The next chapter “Identity & Authentication” moves onto authz covering HDFS ACLs and extended ACLs and various service level authorisations before moving on to MapReduce (1 and 2) and YARN, and Zookeeper ACLs, HBase, and Oozie. There’s a few nice worked examples here of the effects of authorization restrictions and what errors users will see when their access is restricted.

The book then moves on to cover Sentry, which is Apache’s attempt to centralise authz within the Hadoop ecosystem, which after reading through the previous few chapters it’s obvious it’s needed! The basic architecture on which Sentry works is covered and how it integrates with the various applications and then walks though how to configure each application to use Sentry. Again a very practical oriented approach is taken here with a lot of detail on the configuration steps.

The last chapter in this section covers the logging available by default in each of the various applications and their basic config. This is a quick chapter and really just goes to show the configuration aspect, rather than any analysis approaches to the logs.

The third section “Part III” of the book moves onto data security, specifically to cover encryption of data in transit and at-rest, starting with great coverage of how HDFS file encryption works. What was particularly good in this chapter was the strong emphasis it places on the key management and also making the reader conscious of potential lack of encryption on temporary data such as logs. The second half of the chapter covers encryption of data in transit, mainly focusing on the configuration of SSL/TLS in the various applications in the ecosystem.

The next chapter is a short one and looks at security of data as it is loaded into the Hadoop ecosystem, covering both the confidentiality and integrity of the data, but mainly focusing on confidentiality/encryption.
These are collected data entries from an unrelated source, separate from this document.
PR #460, opened 2017-04-21
Done

alexisadorn:


bin/tictactoe
```diff
@@ -1,3 +1,77 @@
 #!/usr/bin/env ruby
```

```ruby
#!/usr/bin/env ruby
       
TicTacToeCLI.new.call
```

```ruby
class TicTacToeCLI
  def initialize
  end

  def call
   # Your game logic
  end
end
```

lib/board.rb
```diff
@@ -0,0 +1,61 @@
...
+  def position(position) #Takes in user input & returns the value of the board cell
+    index = input_to_index(position)
+    cells[index]
+  end
+
+  def full?
+    cells.all? {|index| index == "X" || index == "O"}
+  end
+
+  def turn_count #Returns the amount of turns
```

```ruby
def turn_count
end
```

lib/game.rb
```diff
@@ -0,0 +1,91 @@
...
+
+  def current_player
+    board.turn_count.even? ? @player_1 : @player_2
+  end
+
+  def over?
+    won? || draw? ? true : false
+  end
+
+  def won?
```

```ruby
  def won?
      @board.taken?(combo[0] + 1)
    end
  end
```

lib/game.rb
```diff
@@ -0,0 +1,91 @@
...
+                           (position_1 == "O" && position_2 == "O" && position_3 == "O"))
+    }
+    return false
+  end
+
+  def draw?
+    !won? && board.full? ? true : false
+  end
+
+  def winner
```
cernanb: You can simplify this method by using an if statement assignment. 
```ruby
if won = won?
  board.cells[won.first]
end
```

lib/players/human.rb
```diff
@@ -0,0 +1,7 @@
+module Players
+  class Human < Player
+    def move(board)
+      user_position = gets.chomp
```
```
def move(board)
  gets.chomp
end
```

bin/tictactoe
alexisadorn: Thanks Cernan! I thought that it looked bad in the bin file, but for some reason creating a new class didn't occur to me. I've updated the files!

PR #462, opened 2017-04-22
Done

Apex-Code:


lib/game.rb
```diff
@@ -0,0 +1,90 @@
...
+	@player_1 = player_1
+
+	@player_2 = player_2
+
+	@board = board
+
+	end
+
+  def current_player
+
```

PR #465, opened 2017-04-24
Done

lucketta:


bin/tictactoe
```diff
@@ -1,3 +1,19 @@
 #!/usr/bin/env ruby
```

```ruby
#!/usr/bin/env ruby
       
TicTacToeCLI.new.call
```

```ruby
class TicTacToeCLI
  def initialize
  end

  def call
   # Your game logic
  end
end
```

lib/board.rb
```diff
@@ -0,0 +1,61 @@
+class Board
+  attr_accessor :cells
+
+  def initialize
```

lib/board.rb
```diff
@@ -0,0 +1,61 @@
...
+    @cells = Array.new(9, " ")
+  end
+
+  def reset!
+    @cells.clear
```
cernanb: You can remove `@cells.clear` since the line below will reset the @cells array to empty strings.

lib/board.rb
```diff
@@ -0,0 +1,61 @@
...
+
+  def position(index)
+    @cells[valid_index(index)]
+  end
+
+  def full?
+    @cells.all? {|cell| cell != " "}
+    end
+
+  def turn_count
```

```ruby
def turn_count
end
```

lib/board.rb
```diff
@@ -0,0 +1,61 @@
...
+
+  def valid_index(index)
+    if index.is_a? String
+      index = index.to_i - 1
+    else
+      index
+    end
+  end
+
+  def valid_move?(index)
```
`position.between?(1,9)`

lib/game.rb
```diff
@@ -0,0 +1,67 @@
...
+  WIN_COMBINATIONS = [[0,1,2], [3,4,5], [6,7,8], [0,3,6], [1,4,7], [2,5,8], [0,4,8], [6,4,2]]
+
+  def initialize(player_1 = Players::Human.new("X"), player_2 = Players::Human.new("O"), board = Board.new)
+    @board = board
+    @player_1 = player_1
+    @player_2 = player_2
+  end
+
+  def current_player
+    @board.turn_count % 2 == 0 ? @player_1 : @player_2
```

lib/game.rb
```diff
@@ -0,0 +1,67 @@
...
+    def over?
+      if (@board.full? || self.won? || self.draw?)
+      true
+      else
+        false
+      end
+
+    end
+
+  def won?
```

```ruby
  def won?
      @board.taken?(combo[0] + 1)
    end
  end
```

lib/players/human.rb
```diff
@@ -0,0 +1,9 @@
+module Players
+
+  class Human < Player
+
+    def move(board)
```
```
def move(board)
  gets.chomp
end
```

PR #466, opened 2017-04-25
Done

jessawid:


bin/tictactoe
```diff
@@ -1,3 +1,60 @@
 #!/usr/bin/env ruby
```

```ruby
#!/usr/bin/env ruby
       
TicTacToeCLI.new.call
```

```ruby
class TicTacToeCLI
  def initialize
  end

  def call
   # Your game logic
  end
end
```

lib/board.rb
```diff
@@ -0,0 +1,62 @@
...
+  attr_accessor :cells
+
+  @cells = []
+
+  def initialize
+    self.reset!
+  end
+
+  def reset!
+    @cells = [" "," "," "," "," "," "," ", " ", " "]
```

lib/board.rb
```diff
@@ -0,0 +1,62 @@
...
+      index = input
+    end
+    @cells[index]
+  end
+
+  def full?
+    @cells.all? {|i| i == "X" || i == "O"}
+  end
+
+  def turn_count
```

```ruby
def turn_count
end
```

lib/game.rb
```diff
@@ -0,0 +1,95 @@
...
+    @player_1 = player_1
+    @player_2 = player_2
+    @board = board
+  end
+
+  def current_player
+    @board.turn_count.even? ? @player_1 : @player_2
+  end
+
+  def won?
```

```ruby
  def won?
      @board.taken?(combo[0] + 1)
    end
  end
```

lib/players/human.rb
```diff
@@ -0,0 +1,11 @@
+class Players
+  class Human < Player
+
+    def move(board)
```
```
def move(board)
  gets.strip
end
```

The following chapter then covers how client access of data in the Hadoop environment can be performed securely, focusing of course on the edge nodes and how users interact with them, through command line RPC or APIs. From an architecture perspective, I found this chapter particularly helpful as it does a good job of describing the trust boundary that will exist in most deployments and how this should be architected securely.

The last chapter in this section covers Cloudera Hue and to be honest I just skimmed this one as it wasn’t relevant to me.

The final section of the book covers some use cases nicely, outlining scenarios with business and security requirements, before walking through how to architect and configure the right mix of controls to meet the requirements. For me I would have loved more examples here as this is more at the level I’m working at, rather than the technical configuration. But still, great to see it presented in this way.

Overall, this was a great book that to be fair goes into a lot more depth in terms of technical configuration settings than I needed. This can make it a tough read if you’re just looking for the high level, however, if you’re setting up a Hadoop cluster then this should be your go-to book.

However, it also works great at the level I was looking for as it’s got a strong focus on architecture considerations and puts the security functionality into context rather than just explaining the feature sets available. You just may need to skim some of the more detailed sections like I did!